··· Data listing ···
PR #31078, opened 2026-08-06
Fixes #31077: escape query_string reserved chars in test case/suite search

mohityadav766:
### Describe your changes:

Fixes #31077

I escaped Lucene `query_string` reserved characters in the free-text search value of the Test Cases and Test Suites lists, because pasting a value containing `:` or `/` (e.g. a URL) built an invalid `*<value>*` query and OpenSearch returned a 500 (`query_shard_exception: all shards failed`). The raw input is now run through the existing `escapeESReservedCharacters` util before being wrapped in wildcards, so the `*…*` contains-search still works while the inner text is matched literally.

#
### Type of change:
- [x] Bug fix

#
### High-level design:
N/A — small change.

#
#### Use cases covered
- Searching the Test Cases / Test Suites list by a term containing `:` `/` (e.g. a pasted URL) no longer 500s; the wildcard contains-search still matches normal terms.

#### Unit tests
- [x] Added a regression test in `useTestCaseList.test.ts` using the reported URL; verified it fails without the fix and passes with it.
- Files: `useTestCaseList.test.ts` (+ fix in `useTestCaseList.ts` and `useTestSuitesData.ts`).
- `useTestCaseList` + `useTestSuitesData` suites: 27 tests pass. (Coverage % not captured — this worktree has no installed node_modules; tests were run with a borrowed copy.)

#### Backend integration tests
- [x] Not applicable (no backend changes).

#### Ingestion integration tests
- [x] Not applicable (no ingestion changes).

#### Playwright (UI) tests
- [x] Not applicable — the exact regression is covered by the unit test above.

#### Manual testing performed
Automated: ran the Jest suites above (27 pass; new test is red before the fix, green after).
Reproduction (UI): Data Quality → Test Cases (and Test Suites) → type a value with `:`/`/` such as `https://<host>/test-case-results` → before: list shows a search error; after: search returns results/empty with no 500.

#
### UI screen recording / screenshots:
Not applicable — non-visual fix (removes a 500 on search; no layout change).

#
### Checklist:
- [x] I have read the [**CONTRIBUTING**](https://docs.open-metadata.org/developers/contribute) document.
- [x] My PR title is `Fixes <issue-number>: <short explanation>`
- [x] My PR is linked to a GitHub issue via `Fixes #31077` above.
- [x] I have commented on my code, particularly in hard-to-understand areas.
- [x] For UI changes: N/A — non-visual fix.
- [x] I have added tests and listed them above.
- [x] I have added a test that covers the exact scenario we are fixing.

[...]

PR #31142, opened 2026-08-06
Fixes 31077: parse free-text data quality search as literal text, not Lucene

### LINKED ISSUE #31077: Test case / test suite search returns 500 (query_shard_exception) for terms with Lucene reserved characters (e.g. pasted URL)
### Affected module
Data Quality — Test Cases and Test Suites list search (UI).

### Description
Searching the Test Cases or Test Suites list with a term that contains Lucene `query_string` reserved characters — most easily reproduced by pasting a URL — makes the list fail with a 500.

The UI builds the search as a "contains" query by wrapping the raw input in wildcards (`` `*${searchValue}*` ``) and sends it as the `q` param. When `searchValue` contains characters like `:` or `/`, the resulting `q` (e.g. `*https://host/test-case-results*`) is an invalid `query_string`, so OpenSearch/Elasticsearch throws `query_shard_exception` and the request 500s.

### Steps to reproduce
1. Go to **Data Quality → Test Cases** (or **Test Suites**).
2. In the search box, enter a value containing `:` or `/`, e.g. `https://<host>/observability/test-case/<fqn>/test-case-results`.
3. The list errors out instead of returning results.

### Server-side error
```
org.openmetadata.sdk.exception.SearchException: Search failed due to Request failed: [search_phase_execution_exception] all shards failed | Root cause: [query_shard_exception: Failed to parse query [*https://.../test-case-results*]]
    at org.openmetadata.service.resources.dqtests.TestCaseResource.listFromSearch(TestCaseResource.java:491)
    ...
```

### Root cause
Free-text search input is wrapped in wildcards and passed straight into a `query_string` query with no escaping of Lucene reserved characters. Any `q` containing `: / ( ) [ ] { } ^ " ~ \` etc. that doesn't form valid `query_string` syntax fails to parse.

### Expected behavior
Reserved characters in the user's search term should be treated literally (escaped) so the wildcard contains-search works and never 500s.

TeddyCr:
### Describe your changes:

Fixes #31077

Reopening the scope of #31077: it was closed by #31078, which escaped the search term **in the UI**. The server was never changed, so the 500 is still reachable by any direct API caller on current `main`:

```bash
curl -i -H "Authorization: Bearer $TOKEN" --get \
  --data-urlencode 'q=https://localhost:8585/table/orders' \
  http://localhost:8585/api/v1/dataQuality/testCases/search/list
# HTTP/1.1 500 — query_shard_exception: Failed to parse query [...]
```

This fixes it at the layer that owns the contract, and removes the UI-side escaping, which becomes actively harmful once the server treats `q` as literal text.

**Why not escape.** I started with a server-side escaper (a `QUERY_STRING_SYNTAX_CHARACTERS` denylist mirroring Elasticsearch's documented reserved set) and abandoned it. A denylist cannot be made correct here:

- **`<` and `>` cannot be escaped at all.** ES's own docs: *"Note that `<` and `>` can't be escaped at all. The only way to prevent them from attempting to create a range query is to remove them from the query string entirely."* A backslash in front of them does nothing.
- **Reserved *words* are not characters.** `?q=NOT` or a trailing `foo AND` still raises a ParseException. No character list addresses that.
- **The escaper cannot tell "already escaped" from "contains a backslash."** `entityName` permits everything except `>`, `"` and control chars (`^((?!::)[^>"\x00-\x1f])*$`), and `fullyQualifiedEntityName` has **no pattern at all** — so `\` is legal in names and common in SQL-Server-derived ones. An escape-aware escaper passes `db\schema` through unchanged, ES reads `\s` as a literal `s`, and the term silently becomes `dbschema`: no error, wrong answer.

The input alphabet is effectively all of Unicode; a fixed 19-character denylist against it is a mitigation, not a fix.

**What this does instead.** `simple_query_string` is built for untrusted input: its parser discards syntax it cannot read rather than throwing, and `flags=NONE` disables every operator so the input is literal text. There is no character list to keep in sync with the query language.

Only the **fuzzy** branch of `buildSearchQueryBuilderV2` could ever throw — the non-fuzzy branch is a `multi_match`, which does not parse Lucene. That one branch switches, gated by a `freeText` flag threaded from the `*/search/list` entry point, following the existing `includeExplain` / `includeAggregations` threading convention in the same factory.

#
### Type of change:
- [x] Bug fix

#
### High-level design:

`buildSearchQueryBuilderV2` serves two endpoint families with opposing `q` contracts, so the choice has to come from the caller:

| Endpoint | `q` contract | Parser |
|---|---|---|
| `GET /v1/dataQuality/testCases/search/list` | free text | `simple_query_string` |
| `GET /v1/dataQuality/testSuites/search/list` | free text | `simple_query_string` |
| `GET /v1/dataQuality/testCases/testCaseResults/search/{list,latest}` | free text | `simple_query_string` |
| `GET /v1/search/query`, `/v1/search/export` | documented Lucene syntax | `query_string` |

`freeText` is only read by the data quality branches, so `*/search/list` on every other index is unaffected. Tests pin **both** directions — literalising `/v1/search/query` would turn a field-scoped query into 0 hits with HTTP 200, which is a silent wrong answer on a published contract.

**Substring matching moved server-side.** It previously came from the UI wrapping the term in `*…*`. With `q` literal there is no wildcard, and the existing `*.ngram` fields are `edge_ngram` — token prefixes only, so `alues` would stop matching `column_values_to_be_between`. New `name.substring` / `displayName.substring` fields back true mid-token matching. They use a plain `ngram` tokenizer (`min_gram: 3`, `max_gram: 4`, within the default `max_ngram_diff` of 1) rather than the `wildcard` field type, which **OpenSearch only added in 2.15** while OpenMetadata supports 2.6+. Scoped to `TestCaseIndex.getFields()` rather than `SearchIndex.getDefaultFields()` so no other index pays the index-size cost.

**No migration file.** `IndexMappingVersionTracker` hashes mapping content, so `SmartReindexPlan` detects the change and reindexes only `testCase` / `testSuite` on upgrade.

**One defect fixed along the way.** `ES_RESERVED_CHARACTERS` (`StringUtils.ts`) is looked up by the character class `/[\\[\]#+=&|><!(){}^"~*?:/-]/g`, which matches one character at a time — so the `'&&'` and `'||'` keys are **unreachable**, a pair can never be looked up as a pair. With no `'|'` key, a lone pipe fell through to `?? char` and was replaced with itself, leaving `a||b` to lex as a boolean OR at all 18+ call sites. The helper had no direct test coverage; it now has it. This is kept because the helper still legitimately serves `/v1/search/query` callers.

#
#### Use cases covered
- Reserved characters return **200** from both DQ list endpoints — including `count < 10`, `count > 10`, `NOT` and `orders AND`, the four cases escaping could never have covered.
- A reserved-character term still **matches** the entity it names, not merely "does not 500".
- A mid-token substring (`alues` → `column_values_to_be_between`) matches with no caller-supplied wildcard.
- `/v1/search/query` on a DQ index still honours Lucene syntax.
- The picker lists its suite's test cases and excludes another table's.
- `escapeESReservedCharacters` escapes the full reserved set including a lone `|`.

#### Unit tests
- [x] Added.
- Java: `SearchSourceBuilderFactoryTest` — asserts on the **serialized query document**, pinning `simple_query_string` + `flags=NONE` for free text, `query_string` for `/v1/search/query`, and the presence of the `*.substring` fields.
- UI: `useTestCaseList`, `useTestSuitesData`, `AddTestCaseList`, `AddToBundleSuiteModal`, `AddTestSuitePipeline`, `StringUtils` (+53, the helper's first direct coverage).
- `mvn test -pl openmetadata-service -Dtest='org.openmetadata.service.search.**'` → **2156 run, 0 failures**
- UI Jest, DataQuality + StringUtils → **982 passed, 2 skipped, 67 suites**

**Both new backend assertions were verified RED before GREEN, by mutation:**

| Mutation | Result |
|---|---|
| `freeText` ignored in the fuzzy branch (always `query_string`) | *"Free-text q must use the parser that never throws"* fails — output reverts to `query_string` |
| `*.substring` fields dropped from `TestCaseIndex.getFields()` | *"testDataQualitySearchQueriesTheSubstringFields"* fails — the fields vanish from the `multi_match` |

- [x] Added, against a real Elasticsearch container.
- `TestCaseResourceIT`, `TestSuiteResourceIT`: reserved characters return 200; the term still matches; mid-token substring matching; picker scope + exclusion; the `/v1/search/query` Lucene pin; both `testCaseResults` search endpoints.
- **NOT EXECUTED in this session** — see Known limitations.

#### Playwright (UI) tests
- [x] Updated — the specs that asserted the escaped-and-wrapped `q` now assert the raw term; the pasted-URL case asserts a 200.
- **NOT EXECUTED** — needs the full Docker stack.

#### Manual testing performed

**NOT VERIFIED by hand.** Steps for a reviewer with a live stack:

1. Start the stack from **this branch** — the backend must come from here.
2. Data Quality → Test Cases. Paste `https://localhost:8585/table/orders` → no error toast, `search/list` returns **200**.
3. Repeat with `orders (v2)`, `count < 10`, `a||b`, `NOT`, `trailing\` → 200 each time. On `main`, several of these still 500.
4. Search `alues` → `column_values_to_be_between` still appears (substring matching survived).
5. Open a test suite pipeline → "Add test cases": the list is populated with the search box **empty** (regression guard: `*` is no longer a match-all).
6. Server-only, proving it is not a UI-only fix: the `curl` above → **200**.
7. `/v1/search/query?q=name.keyword:<existing test case>&index=testCase` → ≥ 1 hit. If 0, free-text handling has leaked into the shared builder.

#
### Checklist:
- [x] My PR is linked to a GitHub issue via `Fixes #<issue-number>` above (reusing #31077 — the UI half shipped in #31078, the server half is this PR).
- [x] For JSON Schema changes: index mapping change only; reindex is detected automatically by mapping hash, no migration needed.
- [ ] For UI changes: screen recording pending.

#
### Known limitations

- **This removes the UI escaping merged in #31078.** Once the server parses `q` as literal text, escaping in the client is wrong: `foo:bar` would arrive as `foo\:bar` and be matched *with* the backslash, causing silent misses. The escaping helper itself is kept — `/v1/search/query` callers still need it.
- **Mid-token matching is now `ngram(3,4)`**, so terms shorter than 3 characters no longer match via that field, and it costs index size on two indexes. `min_gram`/`max_gram` were chosen to stay within the default `max_ngram_diff` of 1.
- **The ITs and Playwright specs were not executed here.** The Java unit tests and UI Jest were, with the RED checks above.
- **OpenSearch is covered at unit level only** — the ITs bootstrap Elasticsearch. The OS builder is exercised by the serialized-document assertions in `SearchSourceBuilderFactoryTest`.
- **A reindex is required on upgrade** for `testCase` and `testSuite`. It is triggered automatically, but on a large catalog it is not free.
- `escapeESReservedCharacters` now escapes `|`. 8 of its call sites mock the helper in their own tests and so could not catch a regression.

The PR moves Data Quality free-text parsing into the server while preserving Lucene syntax for general search endpoints.
- Uses `simple_query_string` with operators disabled for Data Quality list and test-result searches.
- Adds substring-indexed name fields to preserve mid-token matching without UI-supplied wildcards.
- Removes Data Quality UI escaping and wildcard wrapping, updates sample data, and expands backend and frontend regression coverage.
- Corrects lone-pipe escaping for remaining Lucene-query callers.
</details>

No blocking failure remains.
</details>

| Filename | Overview |
|----------|----------|
| openmetadata-service/src/main/java/org/openmetadata/service/search/SearchSourceBuilderFactory.java | Introduces explicit free-text overloads while retaining Lucene-compatible defaults for existing callers. |
| openmetadata-service/src/main/java/org/openmetadata/service/search/elasticsearch/ElasticSearchSourceBuilderFactory.java | Selects literal `simple_query_string` parsing for free-text Data Quality searches and preserves `query_string` otherwise. |
| openmetadata-service/src/main/java/org/openmetadata/service/search/opensearch/OpenSearchSourceBuilderFactory.java | Mirrors the Elasticsearch parser-selection behavior for OpenSearch. |
| openmetadata-service/src/main/java/org/openmetadata/service/search/indexes/TestCaseIndex.java | Adds substring-indexed name and display-name fields to Data Quality search queries. |
| openmetadata-spec/src/main/resources/elasticsearch/en/test_case_index_mapping.json | Defines the bounded ngram analyzer and substring fields used for mid-token matching. |
| openmetadata-ui/src/main/resources/ui/src/utils/StringUtils.ts | Makes lone-pipe escaping reachable while removing unreachable multi-character replacement entries. |
| openmetadata-ui/src/main/resources/ui/src/components/DataQuality/TestCases/useTestCaseList.ts | Sends Data Quality search terms according to the server’s new literal free-text contract. |
| openmetadata-service/src/test/java/org/openmetadata/service/search/SearchSourceBuilderFactoryTest.java | Pins parser selection and inclusion of substring search fields in serialized query documents. |

</details>

```mermaid
flowchart LR
  DQ[Data Quality search/list] -->|freeText=true| Factory[Search source builder]
  General[Search query/export] -->|freeText=false| Factory
  Factory -->|Data Quality free text| Simple[simple_query_string flags NONE]
  Factory -->|Documented Lucene syntax| Lucene[query_string]
  Simple --> Fields[name/displayName substring fields]
  Fields --> Backend[(Elasticsearch or OpenSearch)]
  Lucene --> Backend
```
</details>

<sub>Reviews (11): Last reviewed commit: ["fix(tests): remove two shared-estate fla..."](https://github.com/open-metadata/openmetadata/commit/acf6f4b9b8f76bed27b3026e7a3f6065d1cf1fa8) | [Re-trigger Greptile](https://app.greptile.com/api/retrigger?id=53402980)</sub>


ShaileshParmar11 (dismissed):

openmetadata-ui/src/main/resources/ui/src/components/DataQuality/AddTestCaseList/AddTestCaseList.component.tsx
```diff
@@ -269,10 +268,11 @@ export const AddTestCaseList = ({
...
         setIsLoading(true);
-        const globalSearch = searchText ? `*${searchText}*` : WILD_CARD_CHAR;
-        const q = testCaseFilters
-          ? `${globalSearch} && ${testCaseFilters}`
-          : globalSearch;
+        // `q` must stay free text: /v1/dataQuality/testCases/search/list parses it as a literal
+        // term, so scoping filters travel as first-class params via `testCaseParams`. With no
+        // search text `q` is omitted rather than sent as `*` — a lone asterisk is no longer a
+        // match-all wildcard, it is a literal asterisk that matches nothing.
+        const q = searchText || undefined;
```
manerow, line 275: **What changes.** Before this PR, `q` was parsed by `query_string`, where a bare `*` is a wildcard that matches every document. With `flags=NONE` it becomes a literal asterisk. I confirmed it in the serialized query at head:

```
before:  {"query_string":       {"query":"*","fields":[...]}}                -> matches all
after:   {"simple_query_string":{"query":"*","flags":"NONE","fields":[...]}} -> 0 hits
       + {"multi_match":        {"query":"*","operator":"and",...}}          -> 0 hits
```

**What breaks.** `q=*` was the idiom for "no search term, return everything". Callers using it now get an empty list with HTTP 200 and no error to surface. This file and the other three UI callers are updated in the PR. Collate is not: `collate-ui/src/main/resources/ui/src/components/Widgets/DataQualityWidget/DataQualityWidget.component.tsx:92` on `main` still calls `getListTestCaseBySearch({ q: '*', ... })`, and no open Collate PR changes it. The Data Quality landing-page widget will render empty as soon as Collate bumps the submodule. Any external API caller doing the same gets silent zero rows instead of a 400.

**Ask.** A companion Collate PR dropping `q: '*'` should land with this, and the server should either treat a bare `*` as match-all for backwards compatibility, or this should be listed as a breaking change in the release notes.

openmetadata-service/src/main/java/org/openmetadata/service/search/indexes/TestCaseIndex.java
```diff
@@ -148,6 +150,13 @@ public static Map<String, Float> getFields() {
     fields.put("testSuite.description", 1.0f);
     fields.put("entityLink", 3.0f);
     fields.put("entityFQN", 10.0f);
+    // The DQ list endpoints treat q as literal text, so a user's mid-token substring
+    // ("alues" in column_values_to_be_between) has no wildcard to fall back on. The
+    // *.ngram fields are edge_ngram, which only matches token prefixes; these are the
+    // only fields backing true substring matching, so they are scoped to the DQ
+    // indexes rather than added to SearchIndex.getDefaultFields().
+    fields.put(FIELD_NAME_SUBSTRING, 1.0f);
```
manerow, line 158: `name.substring` and `displayName.substring` are new multi-fields. Adding them to the mapping does not backfill existing documents, only reindexed ones get them, and `useTestCaseList.ts:117` stops sending `*...*` at the same time.

So between an upgrade and the testCase/testSuite reindex finishing, mid-token search returns nothing rather than degrading: `alues` stops finding `column_values_to_be_between`, which is the exact case the new fields exist to cover.

`IndexMappingVersionTracker` does detect the drift and `SystemRepository.computeMappingDrift` surfaces it, but detection is not application. The reindex still has to be run, and it is not free on a large catalog. The "No migration file, reindex is detected automatically by mapping hash" line in the description reads as "nothing operational required", which is not the case here. Reindexing should be made an explicit upgrade note.

openmetadata-service/src/main/java/org/openmetadata/service/search/elasticsearch/ElasticSearchSourceBuilderFactory.java
```diff
@@ -226,16 +231,22 @@ public Query buildSearchQueryBuilderV2(String query, Map<String, Float> fields)
...
-            query,
-            fuzzyFields,
-            Operator.And,
-            "1",
-            10,
-            3,
-            DEFAULT_TIE_BREAKER,
-            TextQueryType.MostFields);
+        freeText
+            ? ElasticQueryBuilder.simpleQueryStringQuery(query, fuzzyFields, Operator.And)
```
manerow, line 240: **What changes.** The `query_string` call this replaces passes `fuzziness:"1"`, `fuzzy_prefix_length:3`, `fuzzy_max_expansions:10` (lines 242-246 below). `simple_query_string` has no equivalent parameter, and `flags=NONE` also disables the `~` operator, so there is no way to keep fuzziness on this branch. Serialized query at head:

```
before: {"query_string":{"query":"...","fuzziness":"1","fuzzy_prefix_length":3,"fuzzy_max_expansions":10,...}}
after:  {"simple_query_string":{"query":"...","flags":"NONE",...}}
```

**What breaks.** Typo tolerance disappears from the Test Cases and Test Suites search boxes. A one-character typo after a 3-character prefix, which is what those parameters allowed, no longer matches. Same in the OpenSearch mirror at `OpenSearchSourceBuilderFactory.java:268`.

**Ask.** This is a separate regression from the 500 being fixed, and it is not in Known limitations. Either state it there explicitly, or keep a `match` clause with fuzziness on `name`/`displayName` in the free-text branch so the trade is "no Lucene operators" rather than "no operators and no fuzziness".

openmetadata-ui/src/main/resources/ui/src/components/DataQuality/AddTestCaseList/AddTestCaseList.component.tsx
TeddyCr: Correct, we'll need this one in to have the other PR up.

openmetadata-service/src/main/java/org/openmetadata/service/search/elasticsearch/ElasticSearchSourceBuilderFactory.java
TeddyCr: `query_string`'s `fuzziness` only applies to terms carrying the `~` operator — Lucene's parser calls `getFuzzyQuery()` only on `TERM~`; a bare term goes through `getFieldQuery()`, which ignores it. The param sets the default edit distance for `~` terms, it isn't implicit typo tolerance.

Verified against ES 9.3.0 with this branch's `test_case_index_mapping.json`, building both queries exactly as main and head build them (same field lists, boosts, `bool.should` + `minimum_should_match:1`), over `column_values_to_be_between` and `table_row_count_to_equal`:

| query | main (`query_string`, fuzziness=1) | head (`simple_query_string` + substring) |
|---|---|---|
| `column_values_to_be_between` | hit | hit |
| `column_val` (prefix) | hit | hit |
| `alues` (mid-token substring) | **0 hits** | **hit** |
| `betwene` (1-char typo) | **0 hits** | 0 hits |
| `column_valuse_to_be_between` (typo after 3-char prefix) | **0 hits** | 0 hits |
| `betwene~` (explicit `~`) | hit | 0 hits |
| `a AND (` | `Failed to parse query` | 0 hits, no error |

So the scenario described — "a one-character typo after a 3-character prefix, which is what those parameters allowed" — returns zero hits on main as well. It never matched. Meanwhile `alues` returns 0 hits on main and hits on head, via the new `name.substring` ngram fields (`TestCaseIndex.java:158`).

There's no typo-tolerance regression to document: head matches a strict superset of main's free-text inputs, minus the `~` operator, which is already covered by "no Lucene operators" in Known limitations.

Adding a fuzzy `match` clause on `name`/`displayName` would be *introducing* typo tolerance the DQ search boxes never had, not restoring it — happy to do it, but as a separate enhancement rather than as a fix for this PR.

openmetadata-service/src/main/java/org/openmetadata/service/search/indexes/TestCaseIndex.java
TeddyCr: reindex is re-run on upgrade

openmetadata-service/src/main/java/org/openmetadata/service/search/elasticsearch/ElasticSearchSourceBuilderFactory.java
manerow: You're right, verified. Withdrawing.

manerow (dismissed):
···
◆ About this task: Filter on the word "Known": copy each matching line from the entries above.

◆ Task answer:
- **NOT EXECUTED in this session** — see Known limitations.
### Known limitations
**Ask.** This is a separate regression from the 500 being fixed, and it is not in Known limitations. Either state it there explicitly, or keep a `match` clause with fuzziness on `name`/`displayName` in the free-text branch so the trade is "no Lucene operators" rather than "no operators and no fuzziness".
There's no typo-tolerance regression to document: head matches a strict superset of main's free-text inputs, minus the `~` operator, which is already covered by "no Lucene operators" in Known limitations.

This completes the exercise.